MATERIAL AND METHODS
The investigation was conducted over four seasons (2001 - 2004). During the 2001 season pilot trials were conducted on Nietvoorbij grapes, which included yeast strains NT 45, NT 116, NT 7, VIN 13, VIN 7 and N 96 (from Anchor Bio-Technologies), RV 1, D 47, Lalvin QA 23 and Lalvin GRE (from Lallemand South Africa). These yeast strains were selected as a result of recommendations by winemakers and yeast manufacturers. Based on the results obtained, the remainder of the investigations concentrated on four yeast strains, namely VIN 13, N 96, QA 23 and NT 116. This selection was based on the successful completion of fermentation, ester production, the formation of lees character and overall wine quality. During the 2002 to 2004 seasons grapes from the Villiera estate were used. The lees concentration with and without the addition of enzymes also varied during the investigation.

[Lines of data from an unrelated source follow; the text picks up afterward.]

PR #413, opened 2018-05-24
Paper: A Bayesian’s journey to a better research workflow

mkcor:
Dear reviewers,

Here is our contributed paper.

We are aware of some formatting issues in code and code-like blocks. We would welcome your help and suggestions in this regard. 

Thank you!

Konstantinos (@bayesways) and Marianne (@mkcor)


alberto-antonietti:
Dear @mkcor and @bayesways,
I am currently reading and reviewing your paper, I will come back to you very soon with my comments! ;-)

junipertcy:
Dear @mkcor and @bayesways, I am reviewing the paper, too. Will come back soon with my comments.

aweinstein:
@mkcor and @bayesways: The following are my comments about your paper.

The paper describes a workflow for performing Bayesian analysis. The authors illustrate the use of this workflow through a clinical trial analysis.

The paper is well written and clear. The following are some minor comments:

- In sec. 2.c, give a reference for the LKJ distribution. I think this distribution is not well know for people (like me!) outside the field.

- Fix the formatting issues: code of Sec. 4 overrun over the right column. The output of the Stan `fit` object overrun over Fig. 3, and in the right column, the table is cut.

- I wonder if showing the table with all these number add any value to the paper. Without an explanation of what they mean, or how they are useful, I suggest to remove the table.

- Increase the size of the legend of Fig. 4. As it is, I need to zoom in a lot to see it.

- You mention a Jupyter notebook with all the analysis, but I can't find a link to it. Please provide a link.

alberto-antonietti:
Dear @mkcor and @bayesways,

I have really appreciated your paper "A Bayesian's journey to a better research workflow", even if I am not a (Bayesian) statistician, you provide the reader with the general background necessary to understand it. The approach that you propose is generalizable to a wealth of research activities and it could lead to a paradigm shift in statistical reports found in current papers and clinical trial reports.

A couple of general comments:

1. The paper alternates parts more easy to follow for non-experts in the field with some technicalities that are difficult to grasp. For example, while the concept of the choice of the priors is understandable (Pag. 2), the values for the example (Pag. 4) are chosen without an explanation. I suggest adding some more details in order to help non-experts to easily follow the whole manuscript.

2. Since your workflow can be split into clear different actions, it could be useful to split also the code and the figure of Pag. 5 between the different steps. In addition, it would be very instructive to have a sort of live demo of your code that the user can try while he/she is reading the paper. (e.g. https://codeocean.com/).

Some other comments:

1. Pag. 4, Table 1, Last Row the Subject ID is the same as the previous line
2. Pag. 4 last row. This is the first time that you mention the Stan program, it should be introduced before.
3. Pag. 5 Various formatting issues as already pointed out by @aweinstein. I also agree with his comment about the usefulness of the output table.
4. Pag. 5. Fig. 1, 2 and 3. I suggest adding more information to the labels of the figures, in order to make them self-explainable. In addition, it is not clear to me the meaning of the color code (red vs orange) and of the black vertical lines. 
5. Pag. 6 HMC acronym is here used, but not defined (it is defined in Pag. 7).
6. Pag. 6 "Note how the Bayesian approach results in predictive distributions rather than point estimates...". Is it possible to extract also quantitative indexes and clinical questions (e.g. what is the probability _p_ that a patient's hemoglobin level will reach a certain value with and without the treatment?)?
7. Pag. 7. "automatic differentiation whereas Stan (relies?) on its own algorithm". Possible missing word.
8. Pag. 7 I would put the links for PyMC3 and Stan comparison as footnotes or as references.
9. Reproducibility section. There are various definitions of Reproducibility/Replicability/etc. I would follow the more rigorous approach highlighted in [this paper](https://www.frontiersin.org/articles/10.3389/fninf.2017.00076/full). So, if you want to obtain the same results with the same data and methods I would say "replicability" instead of "reproducibility".
10. Pag. 7 ": By reducing" -> ". By reducing"
11. Pag 8. Other possible solutions could be cloud-based platforms like CodeOcean or the embedding of the necessary software in a Docker container.
12: Pag. 8. I assume that it is possible (maybe preferred) to publicly share data coming from clinical trials even with human subjects, after the mandatory anonymization.

I hope that my comments should be useful to improve your paper and I apologize if my ignorance of the topic made me raise inappropriate ones.

Congratulations again on your fruitful collaboration that made possible this shared effort!

junipertcy:
Dear @mkcor and @bayesways,

Your contribution brings an actionable (and reproducible 😍) workflow to a Bayesian inference task. Here, I comment on the `A Bayesian Workflow` section in hope to clarify the working logic of the workflow.

The goal of a successful Bayesian inference is to obtain the posterior distribution of the model parameters, which either (1) maximizes the posterior probability; or (2) achieves the highest predictive performance. The posterior distribution can help us understand the underlying structure of the data. The two principled criteria are not equivalent unless we correctly capture the underlying generative process of the dataset (this means the model is _consistent_ to the data), often in the case of synthetic datasets. Empirically, we strive to find a consistent model that fits the two criteria in practice.

With that said, some components in the submission are potentially vague, if not misleading.

#### In 1) Scope the problem
* Try to state Bayes' rule in this subsection.
* First paragraph: correctly retrieving samples from the posterior distribution is the _predictive_ goal of Bayesian inference (i.e. one of the 2 goals as I just suggested). It might be nice to provide more background information. 
* Last paragraph: a good prediction replies on a successful inference of the parameter values (i.e. _maximum a posterior_ inference), provided that a good model was chosen. Hence, model selection is important. This should be addressed.

#### In 2) Specify the likelihood and priors
* It is good to include *inference algorithm* as one important ingredient to specify in this step of the workflow. Model, prior, and algorithm are three different things. 
* Second paragraph; saying that "information flow from the data to the parameters": I liked this expression. If not Bayes' rule is introduced till here, this may be an ideal time to state it.
* Without more citations, I think it is assertive to say that uninformative priors are bad choices. Sometimes a Bayesian just want to be agonistic about the data generative process.
* Uninformative and vague priors are not inappropriate for model selection. In model selection, we can compute the _posterior odds ratio_. The _can_, without any inappropriateness, compare models with these priors.
* The need to choose priors is a common critic to Bayesian; however, it is misguided because alternative maximum likelihood approaches are simply equivalent to: (i) assuming that the priors are uniform; (ii) approximating the integral over the parameters as `f(D | M) ≈ f(D | \theta*, M)`, where `\theta*` is the maximum likelihood estimator of M’s parameters. The integral is the marginal likelihood, which is obtained by marginalizing over plausible parameter values (i.e. `f(\theta | M)`).

#### In 3) Generative fake data
* I suggest replacing *fake* with *synthetic*.
* Last paragraph: when the authors say, "all models are wrong, but some models are useful," they should explain when the users are allowed to make a statement that the model `M` is _close enough_ to the real generative process. Without that said, it is vague.

#### In 4) Fit the model to the fake data
* First paragraph: The paper is about a full probabilistic approach (even parameters is a distribution) to learning from data. Hence, the maximum likelihood estimation (MLE) is misleading. 
* Last sentence in the second paragraph - we settle for an algorithm that returns samples from the posterior distribution: Are we settle to a _model_ or an _algorithm_? Again, introducing the concept of  *inference algorithm* in the second subsection may avoid such confusion.
* The reader lacks the definition of a posterior confidence interval.
* The sub-subsection *b*: the whole paragraph may be redundant. Here, the authors discuss how model critique works in practice (i.e. with real data, not synthetic data). However, it is in the later stage of the workflow. In this subsection, we only concern about the sensitivity of the model and inference algorithm to the synthetic dataset.

#### In 5) Fit the model to the real data
* The reader lacks an understanding of when he/she should be _satistied_ with the fit of the model.
* Last paragraph: when the authors suggest "A model that predicts well is a model that fits the data well." However, this is misleading. It is only correct if the model is consistent with the data. In other words, It is possible to find a model that doesn't fit the data so well but still predicts well (low generalization error).
* In `Further reading`, the reader wants to know what a utility function is. This term first appears in the 9th step in the advanced workflow.

That's it. I hope my comments help. Looking forward to your responses.

bayesways:
Dear reviewers, 

Thank you very much for your comments and feedback. We will study them carefully and get back to you soon. 

Konstantinos

deniederhut:
Hey @mkcor ! How are the revisions coming along?

mkcor:
Hi @deniederhut and others!

We know that July 2nd is coming up quickly...  Thanks for all the feedback. We'll push revisions and address points that were raised by the end of the weekend.

Thanks for your patience!

mkcor:
Very minor comment.
@alberto-antonietti "Pag. 7 ": By reducing" -> ". By reducing" (point 10 you raised) is intentional. I tried googling quickly for a reference and found https://www.happywebdiva.com/2015/12/02/strunk-white-colons-web/.

mkcor:
@alberto-antonietti Your point 5: HMC acronym is actually properly introduced page 5, so I removed its 're-introduction' page 7 (via https://github.com/mkcor/scipy_proceedings/commit/9cdfdae2c7301c939826136494c2159fb9f460f1).
By the way, your comments are extremely useful, helpful, and valuable!!

mkcor:
@junipertcy Thank you for the detailed comments!

We agree that 'synthetic data' is a better term than 'fake data' (changed via https://github.com/mkcor/scipy_proceedings/commit/9cdfdae2c7301c939826136494c2159fb9f460f1).

> **In 4) Fit the model to the fake data**
> First paragraph: The paper is about a full probabilistic approach (even parameters is a distribution) to learning from data. Hence, the maximum likelihood estimation (MLE) is misleading.

MLE can be used is various statistical analysis contexts, whether probabilistic or not. So there is no contradiction... We mention it in a Bayesian context and we make this very clear and explicit--don't we?

gdesjardins:
Hi there,

I'm not too sure why I'm on this CL, but I would wager you have the wrong
Guillaume Desjardins and/or email address :). Best of luck with the paper ;)

mkcor:
Sorry @gdesjardins this was an autocompletion problem, I meant to tag @deniederhut (now edited) -- do you mind deleting your comment? I will remove this one too, the thread being long enough as it is.

mkcor:
Hi @deniederhut,

We are working on the various issues that were raised, but we won't be able to address them all before tomorrow (July 2). Is it possible to ask for a little extension at all?

Thank you!
/cc @bayesways

mkcor:
Dear @alberto-antonietti ,

I'm confused about your 9th point:

> Reproducibility section. There are various definitions of Reproducibility/Replicability/etc. I would follow the more rigorous approach highlighted in this paper. So, if you want to obtain the same results with the same data and methods I would say "replicability" instead of "reproducibility".

We *are* taking the definition of the reference you pointed to (https://www.frontiersin.org/articles/10.3389/fninf.2017.00076/full); we happen to mention another reference (https://www.practicereproducibleresearch.org/core-chapters/2-assessment.html) but you can see that the "references therein" are the same and the communities are the same... Well, to get back to the point, the definition of "reproducibility" is the same.

Unlike what you report, these references use "reproducibility" to mean that results are recovered by using the *same* datasets/methods, and "replicability" when using other/new datasets/methods.

alberto-antonietti:
Dear @mkcor,

> Very minor comment.
> @alberto-antonietti "Pag. 7 ": By reducing" -> ". By reducing" (point 10 you raised) is intentional. I tried googling quickly for a reference and found https://www.happywebdiva.com/2015/12/02/strunk-white-colons-web/.

OK, thanks for the clarification. If you prefer using colons, I think that "by" should then have a lower-case "B", right?

> @alberto-antonietti Your point 5: HMC acronym is actually properly introduced page 5, so I removed its 're-introduction' page 7 (via mkcor/scipy_proceedings@9cdfdae).

Perfect.

> By the way, your comments are extremely useful, helpful, and valuable!!

Thank you! :-) Glad to contribute to your effort!

> We are taking the definition of the reference you pointed to (https://www.frontiersin.org/articles/10.3389/fninf.2017.00076/full); we happen to mention another reference (https://www.practicereproducibleresearch.org/core-chapters/2-assessment.html) but you can see that the "references therein" are the same and the communities are the same... Well, to get back to the point, the definition of "reproducibility" is the same.
> 
> Unlike what you report, these references use "reproducibility" to mean that results are recovered by using the same datasets/methods, and "replicability" when using other/new datasets/methods.
> 

You are right, excuse me for the misleading comment!

deniederhut:
Howdy! The proceedings committee is in discussions about this, but right now it looks pretty likely that the deadline will be pushed back toward the end of this week.

mkcor:
@alberto-antonietti Hai un indirizzo email? Così ti parlo di tipografia americana in privato. ;)

alberto-antonietti:
@mkcor nome.cognome@polimi.it :-)

mkcor:
Dear @junipertcy,

> **In 1) Scope the problem**
>    Try to state Bayes' rule in this subsection.

We disagree. Stating Bayes' rule right at the start and without any context would give the misleading impression that Bayesian modeling is about Bayes' rule. This is a common misconception which we actually want to dispel (as a key take-away from this paper and our upcoming presentation).

Bayes' rule holds trivially from probability theory. Just using it does not make a modeling approach Bayesian. What makes Bayesian modeling Bayesian is the probabilistic description of quantities of interest, offering uncertainty quantification for model parameters and predictions.

/cc @bayesways

bayesways:
Dear @junipertcy, 

Thank you for your detailed comments on the Bayesian workflow section. I try to address your points below. I agree with some and disagree with others but I found all of them very useful, so thank you for taking time to write them. I hope my answers are helpful. There are a few outstanding edits to the text that still need to be done by the end of the review deadline. 

--

“The goal of a successful Bayesian inference is to obtain the posterior distribution of the model parameters, which either (1) maximizes the posterior probability; or (2) achieves the highest predictive performance. The posterior distribution can help us understand the underlying structure of the data. “

Not accurate. Bayesian inference, and Bayesian modeling in general, can serve many different goals depending on the research project. Broadly speaking Bayesian modeling aims at modeling the joint distribution of all the parameters. The two goals stated here are more appropriate for a machine learning task, not for Bayesian modeling. For example Point 1) misses a common goal of Bayesian inference of quantifying the uncertainty around parameters. As for Point 2), although prediction is a common task it is not the only one. For example often times scientists would compare how different models fit the data in an effort to validate a certain scientific theory, without necessarily caring about the prediction error.

In 1) Scope the problem
“Try to state Bayes' rule in this subsection.” - stating the rule here out of any context will give the (misleading) impression that Bayesian modeling is centered around the use of Bayes Rule. Just using Bayes Rule does not make a model Bayesian. 
“First paragraph: correctly retrieving samples from the posterior distribution is the predictive goal of Bayesian inference (i.e. one of the 2 goals as I just suggested). It might be nice to provide more background information.”
 - Addressed in other comments

“Last paragraph: a good prediction replies on a successful inference of the parameter values (i.e. maximum a posterior inference), provided that a good model was chosen. Hence, model selection is important. This should be addressed.”
 - This is a valid point and is true for prediction, as well as the rest of the questions stated here. We intentionally avoid discussing this point here for pedagogical reasons. Instead we introduce the concept of "designing the model" in the sentence that follows directly below.  However we appreciate that the reviewer wishes to stress the fact that any inference is dependent on the model chosen, so we add a footnote in the next section to ensure that this point is not lost on the reader. 

In 2) Specify the likelihood and priors
“It is good to include inference algorithm as one important ingredient to specify in this step of the workflow. Model, prior, and algorithm are three different things.”
- This paragraph refers to the things that the modeler chooses, these are the likelihood and the prior.

“Second paragraph; saying that "information flow from the data to the parameters": I liked this expression. If not Bayes' rule is introduced till here, this may be an ideal time to state it.”
 - Good idea, we added it 

“Without more citations, I think it is assertive to say that uninformative priors are bad choices. Sometimes a Bayesian just want to be agonistic about the data generative process.”
 - The reviewer seems to not be aware of the Bayesian literature on this topic. There are two important points here:
i) Uninformative or vague priors are not exactly "agnostic". In fact such priors introduce all sorts of "prior knowledge" in the model, often times without the knowledge of the modeler, especially in higher dimensions.
ii) Uninformative priors can be used for characterizing the posterior distribution of the parameters, but their use is very restricted in other tasks, notably in Bayesian model choice (see Jeffreys-Lindley paradox or sources in the further reading). In that sense their use does not allow the full Bayesian approach.

“Uninformative and vague priors are not inappropriate for model selection. In model selection, we can compute the posterior odds ratio. The can, without any inappropriateness, compare models with these priors.”
 - The reviewer seems to not be aware of the issues arising in Bayesian model comparison. This issue is often summarized as the Jeffreys-Lindley paradox. There is a rich literature on the choice of priors and its effect on Bayesian analysis. Most textbooks in the further reading section will include a discussion on this, e.g. :cite:`gelman2013bayesian` chapter 7.4

“The need to choose priors is a common critic to Bayesian; however, it is misguided because alternative maximum likelihood approaches are simply equivalent to: (i) assuming that the priors are uniform; (ii) approximating the integral over the parameters as f(D | M) ≈ f(D | \theta*, M), where \theta* is the maximum likelihood estimator of M’s parameters. The integral is the marginal likelihood, which is obtained by marginalizing over plausible parameter values (i.e. f(\theta | M)).”
 - It is true that Bayesian point estimates (MAP) agree with frequentist MLE estimates under certain conditions. We intentionally avoid opening this discussion in this paper because a comparison between Bayesian and frequentist methods is beyond the scope of the paper.

In 3) Generative fake data
“I suggest replacing fake with synthetic.”
 - Replaced

“Last paragraph: when the authors say, "all models are wrong, but some models are useful," they should explain when the users are allowed to make a statement that the model M is close enoughto the real generative process. Without that said, it is vague.”
 - It is true that we do not discuss in any detail how to evaluate whether the model captures the reality to a satisfactory extent as that would need a longer treatment. We state that from the begining as one of the advanced steps that is beyond the scope of the paper. In this paper we can only hint to model fit questions. Given the space constraints we believe that using the commonly used motto "all models are wrong, but some models are useful," helps convey an important message without going into details. 

In 4) Fit the model to the fake data

“Last sentence in the second paragraph - we settle for an algorithm that returns samples from the posterior distribution: Are we settle to a model or an algorithm? Again, introducing the concept ofinference algorithm in the second subsection may avoid such confusion.”
- We assume that at this point in the paper the reader should have understood that the model M is "chosen and assumed known" as we state in the first two sentences of 2) Specify the likelihood and priors. We have added an extra footnote in section 2 to make sure that this is understood.

“The reader lacks the definition of a posterior confidence interval.”
- Good point, we corrected this and called it by its proper name, credible interval.[TO DO]

“The sub-subsection b: the whole paragraph may be redundant. Here, the authors discuss how model critique works in practice (i.e. with real data, not synthetic data). However, it is in the later stage of the workflow. In this subsection, we only concern about the sensitivity of the model and inference algorithm to the synthetic dataset.”
 - There seems to be a confusion here, so we added an example to clarify. [TO DO]
Model critique in practice is not only on real data. It is equally valid (and necessary) to critic the model on the fake data as well, ideally before moving on the real data. The reason is that there are problems that arise with models even before we look at the fit to the real data. For example there could be identifiability issues that have nothing to do with the real data. 
More generally model critique is a very difficult and delicate task. A big part of it is, undoubtedly, the issue of how well the model captures the reality. But there is also the issue of how well the model is structured, independently of whether the reality agrees with the model. By fitting to synthetic data and checking model fit in a controled environment with synthetic data we hope to catch errors that are present at the model level irrespective of how well it agrees with the real world.

In 5) Fit the model to the real data
“The reader lacks an understanding of when he/she should be satistied with the fit of the model.”
- True, again we cannot go into details in this topic. We add a sentence to explain that this is important but not adequately addressed here as it's beyond the intended level of this paper. 

“Last paragraph: when the authors suggest "A model that predicts well is a model that fits the data well." However, this is misleading. It is only correct if the model is consistent with the data. In other words, It is possible to find a model that doesn't fit the data so well but still predicts well (low generalization error).”
 - That’s a valid point in general. However, within the context discussed here (predictive checks) many argue that posterior predictive checks is a consistent measure of model fit. 

“In Further reading, the reader wants to know what a utility function is. This term first appears in the 9th step in the advanced workflow.”
 - We removed it.

mkcor:
Thanks again to all the reviewers!
@deniederhut Please consider for final review.
/cc @bayesways

mkcor:
Dear @aweinstein,

> In sec. 2.c, give a reference for the LKJ distribution. I think this distribution is not well know for people (like me!) outside the field.

Yes, this is a very valid point--addressed via https://github.com/scipy-conference/scipy_proceedings/pull/413/commits/aae47467d24d6d760982a7ba565a250e760de885, as done in the PyMC3 docs.

/cc @bayesways

deniederhut:
Dear @junipertcy and @alberto-antonietti , do you feel this paper is now ready to be included in the proceedings?

alberto-antonietti:
Hi @deniederhut, green light from my side!

aweinstein:
Hi @deniederhut : I was assigned to review this paper. I think it's good to go.

junipertcy:
Thank you @mkcor and @bayesways for your detailed response! 

Hi @deniederhut - I am slow but I think the paper is ready. Best wishes.

bayesways:
Hi @deniederhut, 

Thank you for helping organize a great conference. Looking forward to the next one! 

Concerning the publication of the proceedings: 

- is it available online?
- is there an DOI link?
- what's the right citation?

I found this [link](http://conference.scipy.org/proceedings/scipy2018/) but it does not contain our paper. 

Thanks again,
Konstantinos

deniederhut:
Of course! The only papers that are published online right now are the ones
that were ready before the deadline. We'll republish the proceedings with
all of the papers, bibfiles, and DOIs later this week.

During the final season (2004) three treatments, in combination with yeast strains VIN 13, N 96, QA 23 and NT 116, were conducted as follows. Immediately after fermentation the control wines of each yeast strain were racked, stabilised and bottled according to standard Nietvoorbij small scale white wine vinification techniques. The second group of wines (standard lees treatment) were left on the full lees component in 20 litre stainless steel containers. The third group of wines (enzyme treatment) were also left on the full lees component in 20 litre stainless steel containers. To these wines were added 10 g/hl of a commercial enzyme ("Rapidase Filtration", DSM, France) in order to accelerate yeast cell autolysis.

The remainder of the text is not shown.